- Data listing:
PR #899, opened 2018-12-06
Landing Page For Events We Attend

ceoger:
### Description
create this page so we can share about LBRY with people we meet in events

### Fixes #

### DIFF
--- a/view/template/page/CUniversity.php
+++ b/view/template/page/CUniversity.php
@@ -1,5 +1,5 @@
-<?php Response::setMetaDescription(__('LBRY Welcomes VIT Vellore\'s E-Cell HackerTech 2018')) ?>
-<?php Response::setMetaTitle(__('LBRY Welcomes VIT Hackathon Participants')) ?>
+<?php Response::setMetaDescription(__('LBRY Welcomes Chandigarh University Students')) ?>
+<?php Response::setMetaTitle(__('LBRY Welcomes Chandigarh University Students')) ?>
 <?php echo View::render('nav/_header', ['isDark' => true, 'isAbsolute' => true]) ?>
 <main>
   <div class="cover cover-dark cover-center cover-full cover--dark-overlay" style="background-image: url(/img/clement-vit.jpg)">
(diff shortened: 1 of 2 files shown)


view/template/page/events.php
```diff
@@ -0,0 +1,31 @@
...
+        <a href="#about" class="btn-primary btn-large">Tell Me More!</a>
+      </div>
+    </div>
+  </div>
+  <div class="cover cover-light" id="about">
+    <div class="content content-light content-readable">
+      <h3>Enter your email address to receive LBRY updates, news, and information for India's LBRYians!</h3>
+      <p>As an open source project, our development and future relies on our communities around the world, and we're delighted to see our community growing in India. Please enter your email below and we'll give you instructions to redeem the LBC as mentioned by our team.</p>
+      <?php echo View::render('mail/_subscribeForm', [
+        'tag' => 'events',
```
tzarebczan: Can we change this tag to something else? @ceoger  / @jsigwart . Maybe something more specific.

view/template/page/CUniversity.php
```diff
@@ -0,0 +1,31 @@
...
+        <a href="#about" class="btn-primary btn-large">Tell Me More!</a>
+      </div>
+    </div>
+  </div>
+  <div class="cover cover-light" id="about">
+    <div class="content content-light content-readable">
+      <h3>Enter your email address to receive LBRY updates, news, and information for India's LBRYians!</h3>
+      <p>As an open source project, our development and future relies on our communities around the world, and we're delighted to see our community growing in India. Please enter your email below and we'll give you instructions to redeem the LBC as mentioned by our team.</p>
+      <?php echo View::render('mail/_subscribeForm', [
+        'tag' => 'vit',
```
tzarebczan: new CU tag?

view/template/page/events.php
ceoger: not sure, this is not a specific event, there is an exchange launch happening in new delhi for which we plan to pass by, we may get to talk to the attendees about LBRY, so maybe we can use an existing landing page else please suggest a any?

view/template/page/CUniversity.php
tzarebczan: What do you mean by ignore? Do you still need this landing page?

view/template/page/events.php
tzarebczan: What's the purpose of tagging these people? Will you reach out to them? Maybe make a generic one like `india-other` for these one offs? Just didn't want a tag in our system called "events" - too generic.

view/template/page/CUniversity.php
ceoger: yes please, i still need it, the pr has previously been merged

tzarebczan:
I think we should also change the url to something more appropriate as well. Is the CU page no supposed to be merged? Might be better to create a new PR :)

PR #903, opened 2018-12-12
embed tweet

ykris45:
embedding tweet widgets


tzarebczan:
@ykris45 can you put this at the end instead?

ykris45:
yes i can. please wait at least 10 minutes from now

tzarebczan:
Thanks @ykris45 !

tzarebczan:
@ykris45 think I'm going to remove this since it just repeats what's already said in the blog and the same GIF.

- Exercise description: The listing above should be transcribed in full, exactly as written.

- Output below:
PR #899, opened 2018-12-06
Landing Page For Events We Attend

ceoger:
### Description
create this page so we can share about LBRY with people we meet in events

### Fixes #

### DIFF
--- a/view/template/page/CUniversity.php
+++ b/view/template/page/CUniversity.php
@@ -1,5 +1,5 @@
-<?php Response::setMetaDescription(__('LBRY Welcomes VIT Vellore\'s E-Cell HackerTech 2018')) ?>
-<?php Response::setMetaTitle(__('LBRY Welcomes VIT Hackathon Participants')) ?>
+<?php Response::setMetaDescription(__('LBRY Welcomes Chandigarh University Students')) ?>
+<?php Response::setMetaTitle(__('LBRY Welcomes Chandigarh University Students')) ?>
 <?php echo View::render('nav/_header', ['isDark' => true, 'isAbsolute' => true]) ?>
 <main>
   <div class="cover cover-dark cover-center cover-full cover--dark-overlay" style="background-image: url(/img/clement-vit.jpg)">
(diff shortened: 1 of 2 files shown)


view/template/page/events.php
```diff
@@ -0,0 +1,31 @@
...
+        <a href="#about" class="btn-primary btn-large">Tell Me More!</a>
+      </div>
+    </div>
+  </div>
+  <div class="cover cover-light" id="about">
+    <div class="content content-light content-readable">
+      <h3>Enter your email address to receive LBRY updates, news, and information for India's LBRYians!</h3>
+      <p>As an open source project, our development and future relies on our communities around the world, and we're delighted to see our community growing in India. Please enter your email below and we'll give you instructions to redeem the LBC as mentioned by our team.</p>
+      <?php echo View::render('mail/_subscribeForm', [
+        'tag' => 'events',
```
tzarebczan: Can we change this tag to something else? @ceoger  / @jsigwart . Maybe something more specific.

view/template/page/CUniversity.php
```diff
@@ -0,0 +1,31 @@
...
+        <a href="#about" class="btn-primary btn-large">Tell Me More!</a>
+      </div>
+    </div>
+  </div>
+  <div class="cover cover-light" id="about">
+    <div class="content content-light content-readable">
+      <h3>Enter your email address to receive LBRY updates, news, and information for India's LBRYians!</h3>
+      <p>As an open source project, our development and future relies on our communities around the world, and we're delighted to see our community growing in India. Please enter your email below and we'll give you instructions to redeem the LBC as mentioned by our team.</p>
+      <?php echo View::render('mail/_subscribeForm', [
+        'tag' => 'vit',
```
tzarebczan: new CU tag?

view/template/page/events.php
ceoger: not sure, this is not a specific event, there is an exchange launch happening in new delhi for which we plan to pass by, we may get to talk to the attendees about LBRY, so maybe we can use an existing landing page else please suggest a any?

view/template/page/CUniversity.php
tzarebczan: What do you mean by ignore? Do you still need this landing page?

view/template/page/events.php
tzarebczan: What's the purpose of tagging these people? Will you reach out to them? Maybe make a generic one like `india-other` for these one offs? Just didn't want a tag in our system called "events" - too generic.

view/template/page/CUniversity.php
ceoger: yes please, i still need it, the pr has previously been merged

tzarebczan:
I think we should also change the url to something more appropriate as well. Is the CU page no supposed to be merged? Might be better to create a new PR :)

PR #903, opened 2018-12-12
embed tweet

ykris45:
embedding tweet widgets


tzarebczan:
@ykris45 can you put this at the end instead?

ykris45:
yes i can. please wait at least 10 minutes from now

tzarebczan:
Thanks @ykris45 !

tzarebczan:
@ykris45 think I'm going to remove this since it just repeats what's already said in the blog and the same GIF.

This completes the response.